Monday, August 09, 2010

The Hard Turn of Labour's Class Warfare

Abbott: New Labour "contaminated" by big money

As the Labour leadership campaign creeps closer and closer to balloting, candidate Diane Abbott is taking a new approach to her leadership bid:

Class warfare.

Some may recall that, as the 2010 general election approached, then-Labour leader (and then-Prime Minister) Gordon Brown tried to stir up class warfare sentiments when he targetted Tory leader David Cameron over his education.

Abbott has evidently decided to adopt the same tactic. The difference is that she's directing it within her own party, as opposed at a partisan opponent.

Her principle complaint is that some of her competitors have received far more campaign donations than she has. She declares this to be evidence that New Labour was "pretty much contaminated".

"It is odd that David Miliband has £400,000 and I have £5,000," Abbott complains. "He's got the big Blairite money and the big Blairite backers."

It's the kind of move that must lead one to question how serious Abbott is about her leadership bid.

After all, to be seen attempting to divide Britons at large against one another based on wealth is one thing.
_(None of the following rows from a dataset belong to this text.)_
PR #905, opened 2022-04-08
Drop empty columns after filtering by regex

chases2:
TODO: 
- [x] Gate this feature behind a flag also

### DIFF
--- a/pkg/tabulator/tabstate.go
+++ b/pkg/tabulator/tabstate.go
@@ -18,12 +18,9 @@ limitations under the License.
 package tabulator
 
 import (
-	"bytes"
-	"compress/zlib"
 	"context"
 	"errors"
 	"fmt"
-	"io/ioutil"
 	"net/url"
 	"path"
 	"sync"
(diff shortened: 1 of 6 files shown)


pkg/tabulator/tabstate.go
```diff
@@ -276,50 +269,70 @@ func TabStatePath(configPath gcs.Path, tabPrefix, dashboardName, tabName string)
...
+	for index, col := range grid {
+		drop := true
+		for _, cell := range col.Cells {
+			if cell.Result != test_status.TestStatus_NO_RESULT {
+				drop = false
+				break
+			}
+		}
+		if drop {
+			result = append(result, grid[lastIndex:index]...)
```
michelle192837, line 328: I might be missing something, but is there a reason this appends multiple things at once instead of appending a single column at a time? (I think the latter might be more readable, e.g. for each col, append to result if it's non-empty).

michelle192837 (commented):
Couple of comments, otherwise looks good!

pkg/tabulator/tabstate.go
```diff
@@ -276,50 +269,70 @@ func TabStatePath(configPath gcs.Path, tabPrefix, dashboardName, tabName string)
 	return np, nil
 }
 
-func tabulate(ctx context.Context, client gcs.Client, cfg *configpb.DashboardTab, testGroupPath, tabStatePath gcs.Path, confirm bool) error {
-	r, _, err := client.Open(ctx, testGroupPath)
+func tabulate(ctx context.Context, client gcs.Client, cfg *configpb.DashboardTab, testGroupPath, tabStatePath gcs.Path, confirm, dropEmptyCols bool) error {
+	rawGrid, _, err := gcs.DownloadGrid(ctx, client, testGroupPath)
 	if err != nil {
-		return fmt.Errorf("client.Open(%s): %w", testGroupPath.String(), err)
+		return fmt.Errorf("downloadGrid: %w", err)
```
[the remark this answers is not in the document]
chases2: Done

pkg/tabulator/tabstate.go
chases2: Fewer append() calls, but more complexity and local variables. Not sure it's worth it. WDYT of this version?

michelle192837: Oh that's even simpler than I was thinking, looks great! ^^

michelle192837 (approved):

To be doing it within her own party is another entirely.

After all, election campaigns cannot be contested without money. Under Abbott's best-case scenario, in which wealth is a pervasive enough wedge issue to help her win the Labour leadership, she risks dividing the party membership against those most likely to donate to contest the next election.
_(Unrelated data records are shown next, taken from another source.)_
PR #928, opened 2022-04-21
Calculate column stats when broken column threshold is specified.

michelle192837:
This helps flag broken columns (in tab state, where we have broken column thresholds specified), and will later help calculate column alerts, and exclude broken columns from row alerts.


pkg/updater/updater.go
```diff
@@ -1082,6 +1082,9 @@ func ConstructGrid(log logrus.FieldLogger, cols []InflatedColumn, issues map[str
 	}
 
 	for _, col := range cols {
+		if col.Column != nil {
```
fejta, line 1085: Is it worth putting this new behavior behind a flag?

fejta (approved):
/hold

pkg/updater/updater.go
michelle192837: I was debating on it, but yeah might as well!

fejta: Is this a new field? If so then maybe not so important. Does it even appear in the UI?

fejta: But still IMO good practice!~

michelle192837: New field, doesn't appear in the UI yet (though maybe it'll be a nice FixIt item to flag columns as broken, not quite trivial due to how column headers get combined rn). Given this is a shared updater function, would it make sense to flag this in tabulator:main + use `brokenThreshold > 0.0` explicitly here?

fejta: Sure, the goal here is mostly to design the failure, maybe when we encounter "this is for mysterious reasons causing testgrid to crash" or "all the updaters are surprisingly slow after this push" that we have a cheap way to turn this functionality off while we investigate.

pkg/updater/updater.go
```diff
@@ -1419,6 +1422,42 @@ func alertInfo(failures int32, msg, cellID, latestCellID string, userProperties
...
+		default:
+			// blank cell or unrecognized status, do nothing
+		}
+	}
+	return &statepb.Stats{
+		FailCount:  fails,
+		PassCount:  passes,
+		TotalCount: total,
+		Pending:    pending,
+		Broken:     float32(fails)/float32(total) > brokenThreshold,
```
fejta, line 1457: if total is 0 this will blow up, for example

michelle192837: Daaaaaangit.

fejta (approved):

PR #931, opened 2022-04-21
Validate names only contain allowed characters.

michelle192837:


config/config.go
```diff
@@ -208,9 +208,15 @@ func validateReferencesExist(c *configpb.Configuration) error {
 	return mErr
 }
 
-// validateName validates an entity name is non-empty and contains no prefix that overlaps with a
-// TestGrid file prefix, post-normalization.
+// TODO(michelle192837): Remove '/' and '–' from this regex.
+var nameRegex = regexp.MustCompile("^[a-zA-Z0-9_.~<>()|\\[\\]\",@/ –-]+$")
```
fejta, line 212: Backtick is another option

fejta (approved):

config/config.go
michelle192837: Thanks! Added at https://github.com/GoogleCloudPlatform/testgrid/pull/932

The dangers of this stategy speaks for itself: a Labour Party under Diane Abbott's leadership isn't likely to progress any closer to power in a future election, but is likely to instead find itself further away.

Moreover, if Labour rewards Abbott's petty class warfare, it will deserve to be.


  1. It appears the Labour Party has adopted the Liberal party tactic of navel gazing, airing their dirty laundry in public.

    Their Conservative, Liberal political opponents are thankful for the sideshow.

  2. One should keep in mind that Labour doesn't have nearly the record of political success that the Liberal Party does, and yet they're still thoroughly confused about how they lost power.

    That Diane Abbott would even raise this issue as if it were a substantive political matter is evidence of that.